== Work to complete ==
These records need to be repeated exactly, every one of them.

== Records drawn from a dataset ==
PR #2022, opened 2024-03-25
GT-2273 language category filter fixes

rachaelblue:
Fixed some minor things Jill mentioned on the ticket: https://jira.cru.org/browse/GT-2273

Also updated `GetTranslatedToolLanguageAvailability` to allow it to take in two languages-- one is the language we're checking the availability of, and the other is the language the string will be translated into.  On lessons cards, it'll be the same language for both (app language), but on tools it'll reflect the language filter selection.


godtools/App/Features/Dashboard/Presentation/Tools/Subviews/ToolCard/ToolCardViewModel.swift
```diff
@@ -35,7 +35,7 @@ class ToolCardViewModel: ObservableObject {
                         
         name = tool.name
         category = tool.category
-        languageAvailability = tool.languageAvailability.availabilityString
+        languageAvailability = tool.languageAvailability?.availabilityString ?? ""
```
levieggertcru, line 38: Hey @rachaelblue as we move to dependency inversion and implementing business logic in the interface implementations, I do want to avoid adding fallback behavior like this in the ViewModel and instead keep logic like this strictly in the interface implementations.  
With languageAvailability being optional I'd suggest updating the ViewModel's Published property to be optional as well, this way it can directly consume data provided by the domain layer and we get the benefit that the View can also optionally render the language availability.

godtools/App/Features/Favorites/Data-DomainInterface/GetYourFavoritedToolsRepository.swift
```diff
@@ -16,16 +16,14 @@ class GetYourFavoritedToolsRepository: GetYourFavoritedToolsRepositoryInterface
     private let getTranslatedToolName: GetTranslatedToolName
     private let getTranslatedToolCategory: GetTranslatedToolCategory
     private let getToolListItemInterfaceStringsRepository: GetToolListItemInterfaceStringsRepository
-    private let getTranslatedToolLanguageAvailability: GetTranslatedToolLanguageAvailability
```
levieggertcru, line 19: Good call on removing the dependency, I think it aids in the visibility that favorited tools won't support language availability.

godtools/App/Features/Dashboard/Presentation/Tools/ToolsViewModel.swift
```diff
@@ -73,29 +73,34 @@ class ToolsViewModel: ObservableObject {
...
-                self?.spotlightTools = spotlightTools
+        Publishers.CombineLatest(
+            $appLanguage.eraseToAnyPublisher(),
+            toolFilterLanguageSelectionPublisher
+        )
+        .flatMap({ (appLanguage: AppLanguageDomainModel, toolFilterLanguage) -> AnyPublisher<(ViewToolsDomainModel, [SpotlightToolListItemDomainModel]), Never> in
+            
+            let selectedLanguageFilter = toolFilterLanguage.language
+            
+            return Publishers.CombineLatest(
```
levieggertcru, line 84: Hey @rachaelblue don't worry about making this change, but I just noticed the CombineLatest within the flatMap and I know we have this similar scenario throughout the app when the app language changes.
I'll need to test this to see what happens when Tools are updated in the RealmDatabase.  I don't think we'd get the update, I'll need to double check.  Shoot I didn't think about this.

levieggertcru (changes requested):
Hey @rachaelblue this looks good!

Just one change request on making the Published property optional on the ViewModel as well for the language availability.

godtools/App/Features/Dashboard/Presentation/Tools/ToolsViewModel.swift
rachaelblue: Yeah good question.  It seems like it should update since it's in the pipeline.  But also, I'm wondering if it might not retain those publishers inside the flatMap when we don't have a reference to them elsewhere.

godtools/App/Features/Dashboard/Presentation/Tools/Subviews/ToolCard/ToolCardViewModel.swift
rachaelblue: Ok yeah good point, that makes sense!  Will look out for that in the future as well.

godtools/App/Features/Dashboard/Presentation/Tools/ToolsViewModel.swift
levieggertcru: Yeah that could be because there isn't a reference.  Will do some testing today.

levieggertcru (approved):

levieggertcru (approved):

godtools/App/Features/Dashboard/Presentation/Tools/ToolsViewModel.swift
levieggertcru: Hey @rachaelblue just tested this by setting some breakpoints and manually triggering pull to refresh after the page had completed loading everything.  
Once the sync stored data in RealmDatabase the GetToolsRepository publisher fired again which fired the ViewToolsUseCase which then triggered in the ToolsViewModel sink.  So it's working which is good news.  
I also tested commenting out the UseCase references on the ViewModel and publishers were firing. 

In this scenario both the ViewToolsUseCase and GetToolsRepository implementations immediately return a Publishers.CombineLatest where the GetToolsRepository Publishers.CombineLatest triggers on database changes. 

I remember in the scenario that failed to trigger I had the Publishers.CombineLatest in the middle of a flatMap of a UseCase.  I wonder if it had to do something with it.  I'll see if I can test that scenario again.

rachaelblue: Ok nice!  Thanks for testing this.  Would be curious to see if there are edge cases to watch out for.

PR #2034, opened 2024-03-29
GT-2116 increase search bar tap area

rachaelblue:
Hey @levieggertcru, this was simple enough to accomplish using the `FocusState` property wrapper, which is really cool!  But it's only available on iOS 15+, and it looked like maybe the only possible way to accomplish the same thing on iOS 14 was to use `UIViewRepresentable`, and it seemed like a lot more effort than it would be worth.  So I copied the existing SearchBar implementation into a legacy version without `FocusState` and made the changes only for iOS 15+, which also allowed me to clean up several other things in the new version.

Also fixed some glitchiness with the "Cancel" button--  the SearchBarViewModel was getting re-initialized every time the view changed, so just needed to keep a reference to it.


levieggertcru (approved):
Thanks @rachaelblue the search is working really smooth.  Much better tap area too.

- FocusState looks really nice and a simple way to change where focus is at. 
- I agree, creating the UIViewRepresentable is definitely not worth the effort.  It seems now iOS 15+ has ironed out quite a bit.
- And yeah that does make sense about the sub ViewModel.  I've ran into that issue before when re-allocating subviews and sometimes you need to keep a stored reference on the parent ViewModel.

== Answer below ==
PR #2022, opened 2024-03-25
GT-2273 language category filter fixes

rachaelblue:
Fixed some minor things Jill mentioned on the ticket: https://jira.cru.org/browse/GT-2273

Also updated `GetTranslatedToolLanguageAvailability` to allow it to take in two languages-- one is the language we're checking the availability of, and the other is the language the string will be translated into.  On lessons cards, it'll be the same language for both (app language), but on tools it'll reflect the language filter selection.


godtools/App/Features/Dashboard/Presentation/Tools/Subviews/ToolCard/ToolCardViewModel.swift
```diff
@@ -35,7 +35,7 @@ class ToolCardViewModel: ObservableObject {
                         
         name = tool.name
         category = tool.category
-        languageAvailability = tool.languageAvailability.availabilityString
+        languageAvailability = tool.languageAvailability?.availabilityString ?? ""
```
levieggertcru, line 38: Hey @rachaelblue as we move to dependency inversion and implementing business logic in the interface implementations, I do want to avoid adding fallback behavior like this in the ViewModel and instead keep logic like this strictly in the interface implementations.  
With languageAvailability being optional I'd suggest updating the ViewModel's Published property to be optional as well, this way it can directly consume data provided by the domain layer and we get the benefit that the View can also optionally render the language availability.

godtools/App/Features/Favorites/Data-DomainInterface/GetYourFavoritedToolsRepository.swift
```diff
@@ -16,16 +16,14 @@ class GetYourFavoritedToolsRepository: GetYourFavoritedToolsRepositoryInterface
     private let getTranslatedToolName: GetTranslatedToolName
     private let getTranslatedToolCategory: GetTranslatedToolCategory
     private let getToolListItemInterfaceStringsRepository: GetToolListItemInterfaceStringsRepository
-    private let getTranslatedToolLanguageAvailability: GetTranslatedToolLanguageAvailability
```
levieggertcru, line 19: Good call on removing the dependency, I think it aids in the visibility that favorited tools won't support language availability.

godtools/App/Features/Dashboard/Presentation/Tools/ToolsViewModel.swift
```diff
@@ -73,29 +73,34 @@ class ToolsViewModel: ObservableObject {
...
-                self?.spotlightTools = spotlightTools
+        Publishers.CombineLatest(
+            $appLanguage.eraseToAnyPublisher(),
+            toolFilterLanguageSelectionPublisher
+        )
+        .flatMap({ (appLanguage: AppLanguageDomainModel, toolFilterLanguage) -> AnyPublisher<(ViewToolsDomainModel, [SpotlightToolListItemDomainModel]), Never> in
+            
+            let selectedLanguageFilter = toolFilterLanguage.language
+            
+            return Publishers.CombineLatest(
```
levieggertcru, line 84: Hey @rachaelblue don't worry about making this change, but I just noticed the CombineLatest within the flatMap and I know we have this similar scenario throughout the app when the app language changes.
I'll need to test this to see what happens when Tools are updated in the RealmDatabase.  I don't think we'd get the update, I'll need to double check.  Shoot I didn't think about this.

levieggertcru (changes requested):
Hey @rachaelblue this looks good!

Just one change request on making the Published property optional on the ViewModel as well for the language availability.

godtools/App/Features/Dashboard/Presentation/Tools/ToolsViewModel.swift
rachaelblue: Yeah good question.  It seems like it should update since it's in the pipeline.  But also, I'm wondering if it might not retain those publishers inside the flatMap when we don't have a reference to them elsewhere.

godtools/App/Features/Dashboard/Presentation/Tools/Subviews/ToolCard/ToolCardViewModel.swift
rachaelblue: Ok yeah good point, that makes sense!  Will look out for that in the future as well.

godtools/App/Features/Dashboard/Presentation/Tools/ToolsViewModel.swift
levieggertcru: Yeah that could be because there isn't a reference.  Will do some testing today.

levieggertcru (approved):

levieggertcru (approved):

godtools/App/Features/Dashboard/Presentation/Tools/ToolsViewModel.swift
levieggertcru: Hey @rachaelblue just tested this by setting some breakpoints and manually triggering pull to refresh after the page had completed loading everything.  
Once the sync stored data in RealmDatabase the GetToolsRepository publisher fired again which fired the ViewToolsUseCase which then triggered in the ToolsViewModel sink.  So it's working which is good news.  
I also tested commenting out the UseCase references on the ViewModel and publishers were firing. 

In this scenario both the ViewToolsUseCase and GetToolsRepository implementations immediately return a Publishers.CombineLatest where the GetToolsRepository Publishers.CombineLatest triggers on database changes. 

I remember in the scenario that failed to trigger I had the Publishers.CombineLatest in the middle of a flatMap of a UseCase.  I wonder if it had to do something with it.  I'll see if I can test that scenario again.

rachaelblue: Ok nice!  Thanks for testing this.  Would be curious to see if there are edge cases to watch out for.

PR #2034, opened 2024-03-29
GT-2116 increase search bar tap area

rachaelblue:
Hey @levieggertcru, this was simple enough to accomplish using the `FocusState` property wrapper, which is really cool!  But it's only available on iOS 15+, and it looked like maybe the only possible way to accomplish the same thing on iOS 14 was to use `UIViewRepresentable`, and it seemed like a lot more effort than it would be worth.  So I copied the existing SearchBar implementation into a legacy version without `FocusState` and made the changes only for iOS 15+, which also allowed me to clean up several other things in the new version.

Also fixed some glitchiness with the "Cancel" button--  the SearchBarViewModel was getting re-initialized every time the view changed, so just needed to keep a reference to it.


levieggertcru (approved):
Thanks @rachaelblue the search is working really smooth.  Much better tap area too.

- FocusState looks really nice and a simple way to change where focus is at. 
- I agree, creating the UIViewRepresentable is definitely not worth the effort.  It seems now iOS 15+ has ironed out quite a bit.
- And yeah that does make sense about the sub ViewModel.  I've ran into that issue before when re-allocating subviews and sometimes you need to keep a stored reference on the parent ViewModel.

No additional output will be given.